To do: Using the data below, output the first line and every line after it up to and including the line containing "- Replace the roxie", exactly as written and with nothing added.
:: Extracted records
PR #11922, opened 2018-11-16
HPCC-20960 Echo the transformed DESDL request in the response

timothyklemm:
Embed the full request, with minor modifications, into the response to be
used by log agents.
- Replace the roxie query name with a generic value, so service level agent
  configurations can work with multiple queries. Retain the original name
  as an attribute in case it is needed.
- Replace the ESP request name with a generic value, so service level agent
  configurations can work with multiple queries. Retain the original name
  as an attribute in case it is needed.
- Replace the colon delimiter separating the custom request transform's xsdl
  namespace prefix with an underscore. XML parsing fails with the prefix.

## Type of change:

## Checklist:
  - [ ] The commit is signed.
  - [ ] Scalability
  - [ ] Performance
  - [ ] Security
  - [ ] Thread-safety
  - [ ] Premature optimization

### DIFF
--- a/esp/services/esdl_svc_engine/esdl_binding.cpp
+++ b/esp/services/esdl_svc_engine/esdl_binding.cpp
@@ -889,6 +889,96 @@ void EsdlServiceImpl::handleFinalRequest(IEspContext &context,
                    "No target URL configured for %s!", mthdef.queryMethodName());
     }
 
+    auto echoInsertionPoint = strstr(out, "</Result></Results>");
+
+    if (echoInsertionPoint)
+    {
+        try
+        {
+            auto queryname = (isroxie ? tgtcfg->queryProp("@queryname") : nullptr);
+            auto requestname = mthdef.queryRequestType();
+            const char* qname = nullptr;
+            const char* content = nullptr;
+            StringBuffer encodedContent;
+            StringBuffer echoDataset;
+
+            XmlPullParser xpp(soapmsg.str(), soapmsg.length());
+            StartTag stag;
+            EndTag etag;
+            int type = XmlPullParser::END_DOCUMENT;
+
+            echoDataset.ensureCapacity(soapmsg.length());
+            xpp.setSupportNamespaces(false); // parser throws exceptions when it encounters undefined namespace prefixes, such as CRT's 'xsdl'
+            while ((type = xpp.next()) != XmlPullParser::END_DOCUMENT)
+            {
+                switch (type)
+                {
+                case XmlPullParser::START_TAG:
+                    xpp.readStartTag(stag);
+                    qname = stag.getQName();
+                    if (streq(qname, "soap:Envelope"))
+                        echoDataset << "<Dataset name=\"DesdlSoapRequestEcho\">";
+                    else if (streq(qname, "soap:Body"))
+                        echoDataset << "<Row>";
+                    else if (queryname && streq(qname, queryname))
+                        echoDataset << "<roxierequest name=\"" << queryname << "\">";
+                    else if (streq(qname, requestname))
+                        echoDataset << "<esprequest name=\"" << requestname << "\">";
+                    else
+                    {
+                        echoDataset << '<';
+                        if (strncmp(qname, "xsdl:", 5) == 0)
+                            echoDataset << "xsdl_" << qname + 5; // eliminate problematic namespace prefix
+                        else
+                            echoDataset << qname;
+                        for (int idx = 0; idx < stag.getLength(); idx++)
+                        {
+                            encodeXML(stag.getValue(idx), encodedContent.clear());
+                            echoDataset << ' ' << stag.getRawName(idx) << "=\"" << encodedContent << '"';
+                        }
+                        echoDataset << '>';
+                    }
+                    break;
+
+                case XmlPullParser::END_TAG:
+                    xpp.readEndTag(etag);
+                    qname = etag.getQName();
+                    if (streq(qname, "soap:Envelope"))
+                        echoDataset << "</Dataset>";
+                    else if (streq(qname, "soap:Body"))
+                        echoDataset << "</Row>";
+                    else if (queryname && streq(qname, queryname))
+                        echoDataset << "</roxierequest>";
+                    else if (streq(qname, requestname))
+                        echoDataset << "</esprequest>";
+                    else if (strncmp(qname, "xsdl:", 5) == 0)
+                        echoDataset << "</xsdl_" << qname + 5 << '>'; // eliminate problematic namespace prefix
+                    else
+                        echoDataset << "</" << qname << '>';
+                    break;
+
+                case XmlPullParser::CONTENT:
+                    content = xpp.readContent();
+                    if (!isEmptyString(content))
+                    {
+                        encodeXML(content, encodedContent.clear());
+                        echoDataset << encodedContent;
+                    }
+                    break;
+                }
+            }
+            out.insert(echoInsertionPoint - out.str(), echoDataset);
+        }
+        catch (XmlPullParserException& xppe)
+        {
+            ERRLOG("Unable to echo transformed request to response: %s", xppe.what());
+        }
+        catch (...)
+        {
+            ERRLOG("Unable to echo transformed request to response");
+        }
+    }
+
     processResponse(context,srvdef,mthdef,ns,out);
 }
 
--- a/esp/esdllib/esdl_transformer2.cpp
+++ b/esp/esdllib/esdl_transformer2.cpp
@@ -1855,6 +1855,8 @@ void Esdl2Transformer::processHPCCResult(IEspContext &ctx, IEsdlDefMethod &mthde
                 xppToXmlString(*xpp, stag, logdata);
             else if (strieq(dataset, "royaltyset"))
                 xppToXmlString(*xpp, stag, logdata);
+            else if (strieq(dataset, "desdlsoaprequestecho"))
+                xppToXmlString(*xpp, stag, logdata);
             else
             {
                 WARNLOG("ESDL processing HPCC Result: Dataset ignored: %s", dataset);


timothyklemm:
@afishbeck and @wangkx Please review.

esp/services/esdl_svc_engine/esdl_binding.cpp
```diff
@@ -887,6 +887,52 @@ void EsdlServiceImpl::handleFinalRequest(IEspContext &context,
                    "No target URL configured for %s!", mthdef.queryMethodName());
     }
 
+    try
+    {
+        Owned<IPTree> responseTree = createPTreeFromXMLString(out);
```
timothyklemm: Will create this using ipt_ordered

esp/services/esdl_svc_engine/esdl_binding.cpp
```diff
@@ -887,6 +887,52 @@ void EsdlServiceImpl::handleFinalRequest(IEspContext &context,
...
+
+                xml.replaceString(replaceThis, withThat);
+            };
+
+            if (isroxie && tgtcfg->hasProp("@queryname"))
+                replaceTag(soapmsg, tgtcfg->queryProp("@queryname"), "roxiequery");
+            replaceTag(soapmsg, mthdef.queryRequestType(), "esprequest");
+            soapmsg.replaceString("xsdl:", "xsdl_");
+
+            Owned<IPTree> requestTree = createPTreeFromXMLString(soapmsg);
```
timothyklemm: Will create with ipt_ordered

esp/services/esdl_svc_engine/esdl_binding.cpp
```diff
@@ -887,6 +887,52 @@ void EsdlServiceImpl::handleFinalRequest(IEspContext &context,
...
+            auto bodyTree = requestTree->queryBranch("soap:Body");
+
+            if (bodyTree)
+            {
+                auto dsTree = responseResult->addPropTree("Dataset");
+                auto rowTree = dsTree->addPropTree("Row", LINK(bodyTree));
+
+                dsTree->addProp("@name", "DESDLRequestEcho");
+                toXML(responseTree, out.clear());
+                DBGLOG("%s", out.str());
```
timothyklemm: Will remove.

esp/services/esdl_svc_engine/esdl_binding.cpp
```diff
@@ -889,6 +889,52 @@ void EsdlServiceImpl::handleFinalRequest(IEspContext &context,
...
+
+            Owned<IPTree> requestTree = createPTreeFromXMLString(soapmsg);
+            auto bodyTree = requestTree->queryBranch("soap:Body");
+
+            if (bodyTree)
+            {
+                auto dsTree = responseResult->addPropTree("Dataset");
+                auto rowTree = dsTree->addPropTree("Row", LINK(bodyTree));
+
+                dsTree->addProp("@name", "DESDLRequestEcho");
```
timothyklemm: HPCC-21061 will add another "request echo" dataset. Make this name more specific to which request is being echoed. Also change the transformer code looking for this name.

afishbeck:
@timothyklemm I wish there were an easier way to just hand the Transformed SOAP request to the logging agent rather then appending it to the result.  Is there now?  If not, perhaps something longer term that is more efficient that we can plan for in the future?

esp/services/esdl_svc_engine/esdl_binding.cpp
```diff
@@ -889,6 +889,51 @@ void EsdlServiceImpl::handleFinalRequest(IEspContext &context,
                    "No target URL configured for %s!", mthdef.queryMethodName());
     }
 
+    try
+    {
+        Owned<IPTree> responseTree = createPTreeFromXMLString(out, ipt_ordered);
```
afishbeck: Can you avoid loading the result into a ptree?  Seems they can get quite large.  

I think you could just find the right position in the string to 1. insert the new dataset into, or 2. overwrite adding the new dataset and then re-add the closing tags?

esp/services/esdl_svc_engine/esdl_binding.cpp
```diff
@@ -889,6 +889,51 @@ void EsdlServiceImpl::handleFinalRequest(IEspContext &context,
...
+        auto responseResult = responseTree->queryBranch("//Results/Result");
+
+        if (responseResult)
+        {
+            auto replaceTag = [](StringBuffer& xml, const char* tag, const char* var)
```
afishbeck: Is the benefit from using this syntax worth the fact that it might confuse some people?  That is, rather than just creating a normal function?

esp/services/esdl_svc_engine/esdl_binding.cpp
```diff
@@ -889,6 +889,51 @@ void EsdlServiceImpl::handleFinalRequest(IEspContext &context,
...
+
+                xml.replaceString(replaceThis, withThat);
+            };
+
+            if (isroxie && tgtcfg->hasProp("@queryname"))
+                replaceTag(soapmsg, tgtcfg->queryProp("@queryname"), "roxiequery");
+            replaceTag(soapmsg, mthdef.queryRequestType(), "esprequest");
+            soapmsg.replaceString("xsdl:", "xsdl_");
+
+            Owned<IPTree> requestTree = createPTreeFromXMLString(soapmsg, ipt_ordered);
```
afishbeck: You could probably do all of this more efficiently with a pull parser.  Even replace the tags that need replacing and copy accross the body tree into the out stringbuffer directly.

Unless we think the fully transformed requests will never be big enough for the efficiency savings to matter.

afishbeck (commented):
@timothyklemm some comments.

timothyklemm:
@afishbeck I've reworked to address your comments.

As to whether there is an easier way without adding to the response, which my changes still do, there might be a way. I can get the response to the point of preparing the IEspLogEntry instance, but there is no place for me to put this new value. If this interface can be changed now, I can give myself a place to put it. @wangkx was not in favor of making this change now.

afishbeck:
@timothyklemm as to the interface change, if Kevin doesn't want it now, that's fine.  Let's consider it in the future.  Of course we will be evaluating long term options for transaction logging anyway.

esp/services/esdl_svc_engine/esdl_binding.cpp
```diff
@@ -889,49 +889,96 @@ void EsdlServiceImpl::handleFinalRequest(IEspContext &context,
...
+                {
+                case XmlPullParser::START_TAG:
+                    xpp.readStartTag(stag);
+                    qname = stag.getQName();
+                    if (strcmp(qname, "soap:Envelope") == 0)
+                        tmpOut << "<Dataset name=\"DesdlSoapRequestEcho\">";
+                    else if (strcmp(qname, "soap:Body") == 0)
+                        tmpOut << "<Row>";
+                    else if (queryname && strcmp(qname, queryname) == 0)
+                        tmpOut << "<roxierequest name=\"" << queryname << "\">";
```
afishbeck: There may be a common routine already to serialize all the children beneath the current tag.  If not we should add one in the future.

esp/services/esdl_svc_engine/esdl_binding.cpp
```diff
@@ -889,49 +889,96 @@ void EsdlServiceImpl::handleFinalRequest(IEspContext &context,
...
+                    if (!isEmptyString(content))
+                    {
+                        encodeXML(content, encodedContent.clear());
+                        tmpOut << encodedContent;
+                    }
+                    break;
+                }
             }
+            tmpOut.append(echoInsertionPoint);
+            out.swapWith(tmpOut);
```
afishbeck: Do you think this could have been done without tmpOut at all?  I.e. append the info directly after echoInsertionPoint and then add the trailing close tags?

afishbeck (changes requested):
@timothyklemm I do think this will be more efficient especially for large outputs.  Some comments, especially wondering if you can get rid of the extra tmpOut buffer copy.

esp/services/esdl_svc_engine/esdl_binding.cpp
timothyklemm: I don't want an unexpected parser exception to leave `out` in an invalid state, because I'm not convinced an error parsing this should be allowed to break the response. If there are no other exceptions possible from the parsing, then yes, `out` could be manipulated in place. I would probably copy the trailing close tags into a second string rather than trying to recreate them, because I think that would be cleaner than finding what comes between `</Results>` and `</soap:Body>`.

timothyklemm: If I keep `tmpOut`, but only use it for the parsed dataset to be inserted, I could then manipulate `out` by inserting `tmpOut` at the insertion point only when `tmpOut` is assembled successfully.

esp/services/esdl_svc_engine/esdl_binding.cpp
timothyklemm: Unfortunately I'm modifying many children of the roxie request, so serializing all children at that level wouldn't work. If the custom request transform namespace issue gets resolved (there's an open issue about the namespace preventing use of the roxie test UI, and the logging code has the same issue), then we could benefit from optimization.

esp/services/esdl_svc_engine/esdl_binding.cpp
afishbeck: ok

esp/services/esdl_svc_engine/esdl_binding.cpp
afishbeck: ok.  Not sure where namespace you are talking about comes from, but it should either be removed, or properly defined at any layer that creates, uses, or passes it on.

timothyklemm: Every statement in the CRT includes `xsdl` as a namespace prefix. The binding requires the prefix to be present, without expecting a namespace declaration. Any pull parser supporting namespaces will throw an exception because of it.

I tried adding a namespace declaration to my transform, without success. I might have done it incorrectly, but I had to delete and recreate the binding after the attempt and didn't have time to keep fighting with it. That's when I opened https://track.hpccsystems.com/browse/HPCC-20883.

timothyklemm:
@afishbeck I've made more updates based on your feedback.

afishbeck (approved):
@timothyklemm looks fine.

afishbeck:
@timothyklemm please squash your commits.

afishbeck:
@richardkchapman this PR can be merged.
::::
Answer for this exercise:
PR #11922, opened 2018-11-16
HPCC-20960 Echo the transformed DESDL request in the response

timothyklemm:
Embed the full request, with minor modifications, into the response to be
used by log agents.
- Replace the roxie query name with a generic value, so service level agent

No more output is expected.